Stored data
⁂

PR #872, opened 2020-04-10
NXP-28847: modify styles and add classes for button redesign

andreacornaglia:


themes/base.js
```diff
@@ -424,18 +424,29 @@ const template = html`
           color: var(--nuxeo-link-hover-color);
         }
 
+        --nx-button-base: {
+          font-weight: 600;
+          font-size: 1em;
```
semisse, line 429: Are we really sure we want to use a relative unit such em here? I would say it would be safer to user rem.

themes/base.js
```diff
@@ -424,18 +424,29 @@ const template = html`
           color: var(--nuxeo-link-hover-color);
         }
 
+        --nx-button-base: {
```
semisse, line 427: We should set a min-width (96px)

themes/base.js
```diff
@@ -424,18 +424,29 @@ const template = html`
...
+          font-weight: 600;
+          font-size: 1em;
+          text-transform: capitalize;
+          height: 40px;
```
semisse, line 431: Can we consider to use a min-height here instead of the hard coded height?

themes/base.js
```diff
@@ -424,18 +424,29 @@ const template = html`
...
+        }
+
         --nx-button-primary: {
+          @apply --nx-button-base;
           color: var(--nuxeo-button-primary-text);
```
semisse, line 436: every time we use a var we should set a default value as a safe measure

themes/base.js
```diff
@@ -424,18 +424,29 @@ const template = html`
...
-          font-weight: 700;
           background-color: var(--nuxeo-button-primary);
+          border-color: transparent;
```
semisse, line 438: Curious: Why do we need this?

elements/search/nuxeo-saved-search-actions.js
```diff
@@ -43,16 +43,27 @@ Polymer({
         cursor: pointer;
       }
       iron-icon {
-        margin-right: 16px;
+        margin-right: 4px;
```
semisse, line 46: We should start to use either margin-inline-start/end or margin-block-start/end to support different text directions

elements/search/nuxeo-saved-search-actions.js
```diff
@@ -43,16 +43,27 @@ Polymer({
...
       }
       paper-menu-button[hidden] {
         display: none !important;
       }
+
+      paper-button.primary {
+        @apply --nx-button-primary;
+        height: 32px;
```
semisse, line 54: As far as I could understand, we have two different button sizes: default and small. Should we consider to add another class to achieve that style?

themes/base.js
nmpcunha: I guess it was just migrated from `paper-button` style, but not sure if we need it at all...

themes/base.js
nmpcunha: It is a good question, I guess it would depend on the factor rational.
We already have that `min-width` applied directly to `paper-button`. 🤷‍♂️

themes/base.js
andreacornaglia: we can, but the padding/line height is making the height be greater than it. Will need to understand why but sure

themes/base.js
andreacornaglia: yeah I will check out to make sure that's relevant or I'll remove it.

elements/search/nuxeo-saved-search-actions.js
andreacornaglia: great point! I never used them before, will do some researching

elements/search/nuxeo-saved-search-actions.js
andreacornaglia: yes, I thought about that. maybe --nx-button-small-height

themes/base.js
andreacornaglia: good point, changed it to rem

themes/base.js
andreacornaglia: yes, the min-width is already added to paper-button so no need to add it here

themes/base.js
andreacornaglia: changed

themes/base.js
nmpcunha: The conversation is marked as resolved, but it may be helpful to discuss the factoring rational, since it can be done in several different ways. @semisse point is still valid

elements/search/nuxeo-saved-search-actions.js
```diff
@@ -43,16 +43,27 @@ Polymer({
...
+      paper-button.primary {
+        @apply --nx-button-primary;
+        @apply --nx-button-small;
+      }
+
+      paper-button.primary:hover,
+      paper-button.primary:focus {
+        @apply --nx-button-primary-hover;
+        @apply --nx-button-small;
+      }
```
nmpcunha, line 61: Assuming this is our first use case for the `small` button, we may want to think if we want this approach of redefining the `paper-button`. 
This one is valid, a little bit verbose when we have to apply this in several places. And since we are not applying any other styles, just applying the mixins, should we try to have other class for `paper-button` in order to define its size to small?

elements/search/nuxeo-saved-search-actions.js
```diff
@@ -43,16 +43,27 @@ Polymer({
         cursor: pointer;
       }
       iron-icon {
-        margin-right: 16px;
+        margin-inline-end: 4px;
```
nmpcunha, line 46: If I understood correctly, this should be only applied to icons inside buttons, right?
If so, probably we may want to migrate this style to other place.

elements/search/nuxeo-saved-search-actions.js
andreacornaglia: good idea, added a new class for small button

elements/search/nuxeo-saved-search-actions.js
andreacornaglia: added a variable for the spacing.

elements/document/nuxeo-document-import.js
```diff
@@ -424,7 +424,7 @@ Polymer({
         </div>
         <div class="buttons horizontal end-justified layout">
           <div class="flex start-justified">
-            <paper-button noink dialog-dismiss on-tap="_cancel" hidden$="[[_creating]]"
+            <paper-button noink dialog-dismiss on-tap="_cancel" hidden$="[[_creating]]" class="secondary"
```
nmpcunha, line 427: It seems we have other cancel button on this element. (see [here](https://github.com/nuxeo/nuxeo-web-ui/blob/master/elements/document/nuxeo-document-import.js#L565))

themes/base.js
```diff
@@ -85,31 +85,53 @@ const template = html`
...
           min-width: 96px;
         }
+
         paper-button:hover {
           @apply --nx-button-hover;
         }
+
         paper-button.primary {
           @apply --nx-button-primary;
-          border-color: transparent;
```
nmpcunha, line 93: It seems that the default is `rgba(0, 0, 0, 0.15)`, so I guess that was the reason why `transparent` was there.
Indeed that it is almost not visible, but not sure if we want to remove them.
WDYT?

themes/base.js
```diff
@@ -85,31 +85,53 @@ const template = html`
...
+        paper-button.small:focus {
+          @apply --nx-button-small;
+        }
+
+        paper-button.primary iron-icon,
+        paper-button.secondary iron-icon {
+          margin-inline-end: var(--nuxeo-button-icon-margin-end, 4px);
+          width: 16px;
+          height: 16px;
+        }
```
nmpcunha, line 129: Should we assume `paper-button iron-icon`?
Looking to https://nuxeowiki.atlassian.net/wiki/spaces/DT/pages/1097924848/Buttons it is still not clear for me.
@carolinagouveia was the button with icon guidelines thought for every button?

themes/base.js
```diff
@@ -424,43 +446,61 @@ const template = html`
           color: var(--nuxeo-link-hover-color);
         }
 
+        --nx-button-small: {
+          min-height: 32px;
```
nmpcunha, line 450: Given we are extracting a `--nx-button-base`, should we apply it here too?

themes/base.js
```diff
@@ -85,31 +85,53 @@ const template = html`
...
         }
+
+        paper-button.small {
+          @apply --nx-button-small;
+        }
+
+        paper-button.small:hover,
+        paper-button.small:focus {
+          @apply --nx-button-small;
+        }
```
nmpcunha, line 122: Do we need this? The behaviour on `hover` and/or `focus` is the same as the other buttons, right? Depending on its "main class", i.e. `primary, secondary`

themes/base.js
```diff
@@ -424,43 +446,61 @@ const template = html`
...
+          color: var(--nuxeo-button-primary-text, #ffffff);
+          background-color: var(--nuxeo-button-primary, #0066ff);
         }
 
         --nx-button-primary-hover: {
-          color: var(--nuxeo-button-primary-text);
-          background-color: var(--nuxeo-button-primary-focus);
+          @apply --nx-button-base;
+          color: var(--nuxeo-button-primary-text, #ffffff);
+          background-color: var(--nuxeo-button-primary-focus, #1f28bf);
```
nmpcunha, line 472: Shouldn't we define only what is different from `--nx-button-primary`. 
If I am seeing this correctly, it is only applied on hover state which means that we should only the different parts, no? Guess we don't need to "reapply" all the `--nx-button-base` and also `--nx-button-primary` context 🤷‍♂️

themes/base.js
carolinagouveia: Yes, since the label of the button uses a 14px font-size, then it should be paired with a 16px icon ([as here](https://nuxeowiki.atlassian.net/wiki/spaces/DT/pages/1098809364/Icons)) for balance. What is missing on the guidelines is the menu icon, which is also a button but I believe it is a paper-icon-button. I'll add that but if you see any place where these sizes would be troubling I'll review it. Not sure if I answered the question.

nmpcunha: Sorry, maybe I didn’t explain myself well.
The question was more: every button (paper-button) can have icon, right? Despite being primary or secondary.

nmpcunha:
Still believe that we are missing some addons (e.g. easyshare, csv, ...)
It may worth to look at them.

themes/base.js
andreacornaglia: good point! i'll add it back :)

themes/base.js
andreacornaglia: so to keep it easier i'm having small as an additional class to be used with primary or secondary

themes/base.js
andreacornaglia: yes, otherwise on hover/focus the element gets the default height (which is 40px)

themes/base.js
andreacornaglia: good point, i had the impression otherwise we were getting paper styles, but seems that they are really not needed - removed.

themes/base.js
andreacornaglia: yes but sometimes we're using paper-button for things that shouldn't get this styles, for example when creating a document, each tile with doc type is a paper-button but there we don;t want the icon to be that size.

addons/nuxeo-csv/elements/nuxeo-document-import-csv.js
```diff
@@ -46,7 +46,7 @@ Polymer({
       }
 
       .suggester {
-        background-color: var(--nuxeo-dialog-buttons-bar);
+        background-color: var(--nuxeo-other-buttons-background);
```
semisse, line 49: not sure to feel comfortable with the naming of it... which buttons are the other buttons?

semisse: besides that, don't forget to add a default color to the variable.

elements/nuxeo-cloud-services/nuxeo-oauth2-consumed-tokens.js
```diff
@@ -154,7 +154,9 @@ class OAuth2ConsumedTokens extends mixinBehaviors([TokenBehavior, FormatBehavior
           </form>
         </iron-form>
         <div class="buttons">
-          <paper-button id="cancel" name="cancel" noink dialog-dismiss>[[i18n('command.cancel')]]</paper-button>
+          <paper-button id="cancel" name="cancel" noink class="secondary" dialog-dismiss
+            >[[i18n('command.cancel')]]</paper-button
+          >
```
semisse, line 159: nit: why did it add a break to a new line before closing the paper-button tag?

elements/nuxeo-document-versions/nuxeo-document-create-version.js
```diff
@@ -50,10 +50,12 @@ Polymer({
       nuxeo-tag {
         cursor: pointer;
         @apply --nx-button-primary;
+        min-height: auto;
```
semisse, line 53: for curiosity: why do we need to reset min-height here?

themes/base.js
```diff
@@ -424,43 +450,59 @@ const template = html`
...
+          min-height: 32px;
+          padding: 5px 16px;
+        }
+
+        --nx-button-base: {
+          font-weight: 600;
+          font-size: 1rem;
+          text-transform: capitalize;
+          min-height: 40px;
+          padding: 9px 16px;
```
semisse, line 463: I'm seeing that some paddings are not respecting the defined grid of multiples of 4. Are we ok with this @carolinagouveia ?

themes/base.js
```diff
@@ -424,43 +450,59 @@ const template = html`
...
+        }
+
         --nx-button-primary: {
-          color: var(--nuxeo-button-primary-text);
-          font-weight: 700;
-          background-color: var(--nuxeo-button-primary);
+          @apply --nx-button-base;
+          color: var(--nuxeo-button-primary-text, #ffffff);
+          background-color: var(--nuxeo-button-primary, #0066ff);
+          border-color: transparent;
```
semisse, line 471: In order to align pixel perfect with the secondary buttons (which are only outlined by a stroke) I think we should include a border here as well, otherwise we will have this button two pixels smaller in height compared with the secondary ones.

addons/nuxeo-csv/elements/nuxeo-document-import-csv.js
andreacornaglia: hehe yeah I agree with the naming, i will think of something better :D

themes/base.js
carolinagouveia: Yes you're right, instead of 9px we should have 8px

elements/nuxeo-cloud-services/nuxeo-oauth2-consumed-tokens.js
andreacornaglia: not sure but i will adjust the format.

elements/nuxeo-document-versions/nuxeo-document-create-version.js
andreacornaglia: because otherwise it will inherit --nx-button-primary min-height which is set to 40px;

themes/base.js
andreacornaglia: the padding is calculated in relation to line-height and border to make the btn be the 40px

andreacornaglia: ok, changed it to 8px;

elements/document/nuxeo-document-import.js
```diff
@@ -74,7 +74,7 @@ Polymer({
       }
 
       .suggester {
-        background-color: var(--nuxeo-dialog-buttons-bar);
+        background-color: var(, rgba(0, 0, 0, 0.05));
```
nelsonsilva, line 77: missing `--nuxeo-input-background` here ?

elements/nuxeo-app.js
```diff
@@ -273,6 +273,48 @@ Polymer({
         padding: 0 24px;
         justify-content: space-between;
       }
+
+      #dialog paper-button.primary {
```
nelsonsilva, line 277: aren't these already in theme/base ? Why do we need it here too ? 🤔

themes/default/theme.html
```diff
@@ -65,14 +65,18 @@
       --nuxeo-button-primary: var(--nuxeo-primary-color);
       --nuxeo-button-primary-focus: var(--nuxeo-secondary-color);
       --nuxeo-button-primary-text: #ffffff;
+      --nuxeo-button-secondary-text: #0066ff;
       --nuxeo-button-disabled: rgba(0, 0, 0, 0.05);
       --nuxeo-button-disabled-text: rgba(0, 0, 0, 0.1);
       --nuxeo-link-color: var(--nuxeo-text-default);
       --nuxeo-link-hover-color: var(--nuxeo-primary-color);
 
+      --nuxeo-button-icon-margin-end: 4px;
```
nelsonsilva, line 74: this seems super specific, is the margin 4px everywhere? perhaps we could have `--nuxeo-button-icon-margin`

themes/default/theme.html
```diff
@@ -65,14 +65,18 @@
...
+
       /* Custom Backgrounds */
       --nuxeo-container-hover: var(--nuxeo-page-background);
-      --nuxeo-dialog-buttons-bar: rgba(0, 0, 0, 0.05);
+      --nuxeo-dialog-buttons-bar: transparent;
+      --nuxeo-input-background: rgba(0, 0, 0, 0.05);
```
nelsonsilva, line 79: nit: since we do have a `nuxeo-input` element this makes it sound like it only defines the background color of nuxeo-input which is not the case as it's meant to be use by any HTML input control.

elements/document/nuxeo-document-import.js
andreacornaglia: ops :)

elements/nuxeo-app.js
nmpcunha: @andreacornaglia , can you provide us more info about this one?
Which was the use case not covered that led to the need of redefining these styles here?

themes/base.js
nmpcunha: Indeed, but the styles are being redefined there, right?
Would you be able to try without `primary` and `secondary` to double check if it works properly?

themes/base.js
nmpcunha: But I guess we may want to have "small" buttons despite being `primary` or `secondary`

themes/base.js
nmpcunha: Can you please point to an use case in order to be easier to understand why it is happening? Thanks!

themes/base.js
```diff
@@ -85,31 +85,52 @@ const template = html`
         paper-button {
           min-width: 96px;
         }
+
         paper-button:hover {
           @apply --nx-button-hover;
         }
+
+        dialog-confirm,
```
nmpcunha, line 93: Do we have this kind of element? `dialog-confirm`?
I can only find a `paper-button` property/attribute

elements/nuxeo-document-versions/nuxeo-document-create-version.js
nmpcunha: It may worth to do the exercise of extracting what we really need for having the `nuxeo-tag` looking we want here.
Maybe we don't need most of the `--nx-button-primary` styles and we could drop the mixin usage. WDYT?

themes/default/theme.html
```diff
@@ -80,8 +80,8 @@
 
       /* Warn, Info, Error */
       --nuxeo-action-color-activated: #00aded;
-      --nuxeo-warn-text: #fb6107;
-      --nuxeo-validated: #99d749;
+      --nuxeo-warn-text: #de350b;
```
nmpcunha, line 83: Should we apply on the other themes, right? `kawaii`, `light`

themes/base.js
andreacornaglia: inded, seems like it's redundant, removing it

themes/base.js
andreacornaglia: yes but we're making a compound class, so the btn will get the base form the primary/secondary class, and the height from the small one. does that make sense?

elements/nuxeo-document-versions/nuxeo-document-create-version.js
andreacornaglia: ok, i need to check with Carolina what is the design guideline for this

themes/base.js
andreacornaglia: yeah not sure why it's there, will remove it.

themes/default/theme.html
andreacornaglia: not sure about those, we have guidelines for dark and default.

elements/nuxeo-app.js
andreacornaglia: all the nuxeo-dialogs auto-generated are not getting the styles.

andreacornaglia: there are a lot of styles applied directly at this place, which makes me wonder why it's not getting the styles otherwise.

themes/base.js
nmpcunha: It makes sense. But other approaches may also make sense here... 😅 
It really depends on how we want to tackle this.

I'm still thinking on what is our drive 🤔 
If I'm seeing this correctly:
- `primary` and `secondary` are driving the button style, since are only them applying `--nx-button-base`. 
Do we want to assume this? Or do we want every `paper-button` on Web UI to have the base style (font sizes, min dimensions, etc.)?
-

themes/default/theme.html
andreacornaglia: as discussed with Carolina, applying same as default.

elements/nuxeo-document-versions/nuxeo-document-create-version.js
andreacornaglia: as discussed, we'll have another ticket to discuss substituting this nuxeo-tag for a text btn

themes/base.js
```diff
@@ -85,31 +85,47 @@ const template = html`
...
         paper-button.secondary[disabled] {
           @apply --nx-button-secondary-disabled;
         }
+
+        paper-button.small {
+          @apply --nx-button-small;
+        }
+
+        paper-button iron-icon {
+          margin-inline-end: var(--nuxeo-button-icon-margin, 4px);
```
nmpcunha, line 120: About this `margin-inline-end`, two small questions:
- I assume we are confident that it will [become standard](https://developer.mozilla.org/en-US/docs/Web/CSS/margin-inline-end) in order to start using it;
- The variable `--nuxeo-button-icon-margin` is a little more broad than the css property, right? Also because it can be combined with `writing-mode`, `direction`, etc.

What did you had in mind, @nelsonsilva ?

themes/base.js
andreacornaglia: we have paper-button play different roles. one of them is to be on dialogs and other places as primary or secondary, but we also have btns that have a different style - that's why we are adding those classes sepparately.

themes/base.js
```diff
@@ -84,6 +84,7 @@ const template = html`
         /* paper-button */
         paper-button {
           min-width: 96px;
+          @apply --nx-button-base;
```
nmpcunha, line 87: With this kind of approach we may want to drop `--nx-button-base`. Or do we want to expose it so people can override it?

Also, the `min-width: 96px;` seems to be on both: `paper-button` and `--nx-button-base`

themes/base.js
andreacornaglia: as discussed, we are applying now btn base to all paper-btns.

nelsonsilva: guess this is a common pattern when you also have a `btn` class (ie `class="btn primary small"`). In this case since we don't we apply the base to all <paper-button>.
If we were to apply the base to small we would have to it also for primary and secondary.

themes/base.js
nelsonsilva: I'm ok with a variable to define the margin, previously it was just about the end thus my remark iirc

themes/base.js
nelsonsilva: @andreacornaglia @nmpcunha shouldn't we get rid of `--nx-button-base` as just update the existing `--paper-button` https://github.com/nuxeo/nuxeo-web-ui/blob/master/themes/base.js#L557 ?

themes/base.js
andreacornaglia: fixed.

themes/base.js
andreacornaglia: @nmpcunha the support looks pretty well, except for ie. About the other icon properties like weight and height we can add them in that variable if we can add them I guess

andreacornaglia: added a class for paper-button-icon

themes/base.js
```diff
@@ -556,15 +532,22 @@ const template = html`
...
+          text-transform: capitalize;
+          min-height: 40px;
+          padding: 8px 16px;
+          min-width: 96px;
           border-radius: 0.1em;
-          padding: 0.8em 2em;
           margin: 0;
         }
 
+        --paper-button-icon: {
```
nmpcunha, line 545: Some concerns about this one (see more on [elements PR](https://github.com/nuxeo/nuxeo-elements/pull/227/files#r416524191))

nmpcunha: And, as far as I can understand, it is not being used anywhere in Web UI 🤔 
Can you please point to some of its usages?

elements/nuxeo-document-bulk-actions/nuxeo-add-to-collection-documents-button.js
```diff
@@ -38,7 +39,7 @@ import { html } from '@polymer/polymer/lib/utils/html-tag.js';
 */
 Polymer({
   _template: html`
-    <style include="nuxeo-action-button-styles">
+    <style include="nuxeo-action-button-styles nuxeo-button-styles">
```
nmpcunha, line 42: Should we still refer `nuxeo-button-styles` here? Or it is safe to consider `nuxeo-styles`?

elements/directory/nuxeo-vocabulary-management.js
```diff
@@ -42,7 +43,7 @@ const schemaDataCache = {};
 */
 Polymer({
   _template: html`
-    <style>
+    <style include="nuxeo-button-styles">
```
nmpcunha, line 46: Same question about using `nuxeo-button-styles` _vs_ `nuxeo-styles`.

themes/base.js
andreacornaglia: we are using it on nuxeo-elements, which at the same time is used on web-ui.

elements/nuxeo-document-bulk-actions/nuxeo-add-to-collection-documents-button.js
andreacornaglia: yes, good point, added nuxeo-styles and it works fine.

themes/base.js
nmpcunha, line 545: Still have concerns about this name (as referred [here](https://github.com/nuxeo/nuxeo-elements/pull/227/files#r416528534)).
Maybe something along `--nx-button-icon` would avoid misunderstandings with Polymer Elements mixins.
Anyway, let's wait for more opinions on this 🙂

andreacornaglia: renamed it

themes/default/theme.html
```diff
@@ -65,19 +65,23 @@
...
       --nuxeo-link-color: var(--nuxeo-text-default);
       --nuxeo-link-hover-color: var(--nuxeo-primary-color);
 
+      --nuxeo-button-icon-margin: 4px;
+
       /* Custom Backgrounds */
       --nuxeo-container-hover: var(--nuxeo-page-background);
-      --nuxeo-dialog-buttons-bar: rgba(0, 0, 0, 0.05);
+      --nuxeo-dialog-buttons-bar: transparent;
+      --input-background: rgba(0, 0, 0, 0.05);
```
semisse, line 79: some as above

semisse:
Made some more suggestions, but overall it looks good. This is a huge step to ensure consistency across our entire interface, though we will still to design and implement some states in a future iteration (focus, activated).

themes/base.js
```diff
@@ -424,43 +396,47 @@ const template = html`
           color: var(--nuxeo-link-hover-color);
         }
 
+        --nx-button-small: {
+          min-height: 32px;
+          padding: 5px 16px;
```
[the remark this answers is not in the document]
andreacornaglia: changed :)

themes/dark/theme.html
```diff
@@ -65,19 +65,21 @@
...
       --nuxeo-button-disabled: rgba(255, 255, 255, 0.05);
       --nuxeo-button-disabled-text: rgba(255, 255, 255, 0.1);
       --nuxeo-link-color: var(--nuxeo-text-default);
       --nuxeo-link-hover-color: var(--nuxeo-primary-color);
 
       /* Custom Backgrounds */
       --nuxeo-container-hover: var(--nuxeo-page-background);
-      --nuxeo-dialog-buttons-bar: var(--nuxeo-quicksearch-background);
+      --nuxeo-dialog-buttons-bar: transparent;
+      --input-background: var(--nuxeo-quicksearch-background);
```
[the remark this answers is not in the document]
andreacornaglia: i did have it before but Nelson had a comment around the background being able to be used for any input element, so we decided not to have the prefix nuxeo for that reason.

themes/base.js
```diff
@@ -424,43 +396,47 @@ const template = html`
...
+          background-color: transparent;
         }
 
         --nx-button-disabled: {
-          color: var(--nuxeo-button-disabled-text);
-          font-weight: normal;
-          background-color: var(--nuxeo-button-disabled);
+          color: var(--nuxeo-button-disabled-text, rgba(0, 0, 0, 0.1));
+          background-color: var(--nuxeo-button-disabled, rgba(0, 0, 0, 0.05));
+          border: none;
```
nmpcunha, line 436: Maybe a cool next step would be to have consistency on how we define the css properties (e.g. order) 🙂 
But it is not important for now. Anyway, I think @semisse will have a input about that 😉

⁂

Task details
Whenever the word "command" occurs in a line above, copy that line.

Your solution
-          <paper-button id="cancel" name="cancel" noink dialog-dismiss>[[i18n('command.cancel')]]</paper-button>
+            >[[i18n('command.cancel')]]</paper-button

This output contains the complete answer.